Using Convolutional Neural Networks to Study Neutrinos
The study of the neutrino, a fundamental particle, is currently one of the most promising ways to search for new laws of physics. The field aims to answer open questions such as “do neutrinos and their anti-matter partner behave the same way?” and “how many types of neutrinos are there?”. Answers to these questions will impact not only our understanding of particle physics but also influence our models of how the universe evolved. To get to these answers, neutrino experiments employ detectors known as liquid argon time-projection chambers (LArTPC) which produce high-resolution images of neutrino interactions needed to look for new physics. The analysis of such data is a challenge, requiring pattern recognition algorithms which distill the images into useful physics quantities.

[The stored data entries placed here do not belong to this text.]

PR #1189, opened 2023-11-15
Add support for sparse GEMM with visitor epilogue

alexsamardzic:
@apuaaChen

### DIFF
--- a/examples/15_ampere_sparse_tensorop_gemm/CMakeLists.txt
+++ b/examples/15_ampere_sparse_tensorop_gemm/CMakeLists.txt
@@ -33,3 +33,8 @@ cutlass_example_add_executable(
   ampere_sparse_tensorop_gemm.cu
   )
 
+cutlass_example_add_executable(
+  15_ampere_sparse_tensorop_gemm_with_visitor
+  ampere_sparse_tensorop_gemm_with_visitor.cu
+  )
+
--- a/examples/15_ampere_sparse_tensorop_gemm/ampere_sparse_tensorop_gemm_with_visitor.cu
+++ b/examples/15_ampere_sparse_tensorop_gemm/ampere_sparse_tensorop_gemm_with_visitor.cu
@@ -1,0 +1,374 @@
+/***************************************************************************************************
+ * Copyright (c) 2017 - 2023 NVIDIA CORPORATION & AFFILIATES. All rights reserved.
+ * SPDX-License-Identifier: BSD-3-Clause
+ *
+ * Redistribution and use in source and binary forms, with or without
+ * modification, are permitted provided that the following conditions are met:
+ *
+ * 1. Redistributions of source code must retain the above copyright notice, this
+ * list of conditions and the following disclaimer.
+ *
+ * 2. Redistributions in binary form must reproduce the above copyright notice,
+ * this list of conditions and the following disclaimer in the documentation
+ * and/or other materials provided with the distribution.
+ *
+ * 3. Neither the name of the copyright holder nor the names of its
+ * contributors may be used to endorse or promote products derived from
+ * this software without specific prior written permission.
+ *
+ * THIS SOFTWARE IS PROVIDED BY THE COPYRIGHT HOLDERS AND CONTRIBUTORS "AS IS"
+ * AND ANY EXPRESS OR IMPLIED WARRANTIES, INCLUDING, BUT NOT LIMITED TO, THE
+ * IMPLIED WARRANTIES OF MERCHANTABILITY AND FITNESS FOR A PARTICULAR PURPOSE ARE
+ * DISCLAIMED. IN NO EVENT SHALL THE COPYRIGHT HOLDER OR CONTRIBUTORS BE LIABLE
+ * FOR ANY DIRECT, INDIRECT, INCIDENTAL, SPECIAL, EXEMPLARY, OR CONSEQUENTIAL
+ * DAMAGES (INCLUDING, BUT NOT LIMITED TO, PROCUREMENT OF SUBSTITUTE GOODS OR
+ * SERVICES; LOSS OF USE, DATA, OR PROFITS; OR BUSINESS INTERRUPTION) HOWEVER
+ * CAUSED AND ON ANY THEORY OF LIABILITY, WHETHER IN CONTRACT, STRICT LIABILITY,
+ * OR TORT (INCLUDING NEGLIGENCE OR OTHERWISE) ARISING IN ANY WAY OUT OF THE USE
+ * OF THIS SOFTWARE, EVEN IF ADVISED OF THE POSSIBILITY OF SUCH DAMAGE.
+ *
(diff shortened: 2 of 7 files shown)


alexsamardzic:
This PR makes it possible to combine sparse GEMM with EVT epilogues.  Besides adding `SparseGemmWithVisitor` and `DefaultSparseGemmWithVisitor` classes to `cutlass::gemm::kernel` namespace, as well as `SparseGemmWithVisitor` class to `cutlass::gemm::device` namespace, it also includes an example of use, modeled after existing `15_ampere_sparse_tensorop_gemm`, but with bias addition implemented as an EVT epilogue.

Some items to discuss about PR:

1. I'm not sure that I understand properly the purpose of the first argument of `cutlass::epilogue::threadblock::EpilogueWithVisitorCallbacks` template, so instantiation of this template in `include/cutlass/gemm/kernel/default_gemm_sparse_with_visitor.h` may need an adjustment.  In particular, I find it confusing that `ElementC`, `LayoutC` and `ElementEpilogue` are to be specified here, when these have no clear meaning for the EVT epilogue.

One approach to this problem is to apply deep convolutional neural networks (CNNs), one of the many innovations from the field of deep learning. In this talk, I will discuss recent applications of CNNs to the analysis of neutrino interactions, current challenges, and future directions using CNNs and other deep learning methods.
Taritree is an assistant professor in the Physics & Astronomy department. He received his Ph.D. from Duke University and was a Pappalardo fellow at MIT. His research interests are in using the neutrino to search for new physics beyond the Standard Model. Currently, he is focused on developing new techniques in both particle detector hardware and data analysis.